Exercise 8.1 Single-queue multi-window service of bank queuing problem (25point(s))
Suppose that the bank has K windows to provide services, and a yellow line is set in front of the window, and all customers line up in a long line after the yellow line according to the arrival time. When a window is free, the next customer will go to the window to process the transaction. When there are multiple windows to choose from, it is assumed that the customer always chooses the window with the lowest number.
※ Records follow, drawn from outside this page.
PR #500, opened 2026-06-17
feat(installer): add ArgoCD, vault secret sync, and pc-apps as a pre-step in the dependencies phase

schrodit:
Before running the existing dependency steps (set-up-cluster, ms-backends), the dependencies phase now deploys ArgoCD with full DC config, syncs the vault to a Kubernetes secret, and installs pc-applications from the BOM.

- Registry credentials (password) are read from the vault using the existing priv-key; the OCI registry URL is sourced from config.yaml registry.server
- The datacenter ID is read from config.yaml instead of being a CLI flag
- The pc-apps version is derived from bom.json via NewPcAppsFromBom; namespace is hardcoded to argocd.DefaultNamespace
- Vault secret namespace/name are hardcoded to installer constants
- Pass --skip-argo to bypass the entire pre-step (ArgoCD enabled by default)

### DIFF
--- a/cli/cmd/install_codesphere_dependencies.go
+++ b/cli/cmd/install_codesphere_dependencies.go
@@ -12,6 +12,7 @@ import (
 
 	"github.com/codesphere-cloud/cs-go/pkg/io"
 	"github.com/codesphere-cloud/oms/internal/bootstrap"
+	"github.com/codesphere-cloud/oms/internal/configtemplating"
 	"github.com/codesphere-cloud/oms/internal/env"
 	"github.com/codesphere-cloud/oms/internal/installer"
 	argocdinstaller "github.com/codesphere-cloud/oms/internal/installer/argocd"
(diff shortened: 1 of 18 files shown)


cli/cmd/install_codesphere_dependencies.go
```diff
@@ -48,18 +65,136 @@ func installCodesphereDepencies(opts *InstallCodesphereOpts, env env.Env) error
 	return nil
 }
 
+// installArgoCDAndApps runs ArgoCD install, vault secret sync, and pc-apps install
+// before the main dependency steps.
+func installArgoCDAndApps(opts *InstallCodesphereOpts, pm installer.PackageManager, stlog *bootstrap.StepLogger) error {
```
NautiluX, line 94: Can you split this function up by substeps?

cli/cmd/install_codesphere_dependencies.go
```diff
@@ -29,6 +37,15 @@ func (c *InstallCodesphereDepenciesCmd) RunE(_ *cobra.Command, _ []string) error
 func installCodesphereDepencies(opts *InstallCodesphereOpts, env env.Env) error {
 	workdir := env.GetOmsWorkdir()
 	pm := installer.NewPackage(workdir, opts.Package)
+	stlog := bootstrap.NewStepLogger(false)
+
+	if !opts.SkipArgo {
```
NautiluX: wondering if we want to be able to specify this in the config.yaml as well, and use the same mechanism with the skip steps (-s) here?

schrodit: yes make sense, the api for the user should be the same

NautiluX (approved):

PR #504, opened 2026-06-18
fix: overwrite profile values with ansible inventory

joka134:
Removing the check for ansible values if hosts already exists, as these could potenially be set through the profile settings. In that case we want to use ansible values over profile values. Flags are applied after that and will have higher priority.


OliverTrautvetter (approved):
🚀

PR #505, opened 2026-06-18
feat: init config extend flags

joka134:
Extending flags for `oms init install-config` to simplify cluster installation and reduce manual editing


cli/cmd/init_install_config.go
```diff
@@ -52,8 +52,11 @@ type InitInstallConfigOpts struct {
 	PostgresReplicaName     string
 	PostgresServerAddress   string
 
-	CephNodesSubnet string
-	CephHosts       []files.CephHostConfig
+	CephCsiKubeletDir      string
+	CephNodesSubnet        string
+	CephHosts              []files.CephHostConfig
+	CephOSDDataDevicesSize string
+	CephOSDDBDevicesSize   string
```
OliverTrautvetter: CephOSDDataDevicesSize string
CephOSDDBDevicesSize   string

are not used, right?

OliverTrautvetter (approved):
🚀

cli/cmd/init_install_config.go
joka134: removed

PR #506, opened 2026-06-18
fix(cs install): respect the --codesphereOnly flag

schrodit:
With the split of the codepshere install steps, the `codepshereOnly` flag did not get respected anymore.
This PR adds back the flag and only runs the platform install if specified


OliverTrautvetter (approved):
The fix looks good 👍

PR #510, opened 2026-06-19
Add Password Policies For Generate Secrets Feature

Jcing95:
The Generate Secrets Feature needs those policies, so that the admin user is able to createsecret policies and generate secrets from those policies.

Reference: #509


NJona (approved):
lgtm, please test locally before deploying somewhere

This question requires to output the average waiting time, longest waiting time, and final completion time of N customers who came to wait for service, and count how many customers are served by each window.
Example:
#include <iostream>
#include <vector>
#include <cstdio>
using namespace std;
typedef struct CustomerType {
int arrive;
int used;
int wait;
} *Customer;
typedef struct WindowType {
int sum;
int final;
} *Window;
int main()
{
int N;
cin >> N;
Customer c = new CustomerType[N];
for(int i = 0; i < N; i++) {
cin >> c[i].arrive >> c[i].used;
if(c[i].used > 60) c[i].used = 60;
}
int K;
cin >> K;
Window w = new WindowType[K];
for(int i = 0; i < K; i++) w[i].final = 0;
for(int i = 0; i < N; i++) {
for(int h = 0; h < K; h++) {
if(w[h].final < c[i].arrive) {
w[h].final = c[i].arrive;
}
}
int idle = 0;
int minvalue = w[idle].final;
for(int h = 1; h < K; h++) {
if(w[h].final < minvalue) {
idle = h;
minvalue = w[h].final;
}
}
w[idle].sum++;
c[i].wait = w[idle].final - c[i].arrive;
w[idle].final = w[idle].final + c[i].used;
}
int maxvalue = 0;
int sum = 0;
for(int i = 0; i < N; i++) {
sum += c[i].wait;
if(c[i].wait > maxvalue) maxvalue = c[i].wait;
}
printf("%.1f %d", (double)sum/N, maxvalue);
maxvalue = 0;
for(int h = 0; h < K; h++) {
if(w[h].final > maxvalue) maxvalue = w[h].final;
}
cout << ' ' << maxvalue << endl;
bool space = false;
for(int h = 0; h < K; h++) {
if(!space) space = true;
else cout << ' ';
cout << w[h].sum;
}
delete[] w;
delete[] c;
return 0;
}Ideas:
Record the end time of each window, compare it with the arrival time of the next customer first, update the time, and then select the idle window that ends earliest from K windows, and update the end time.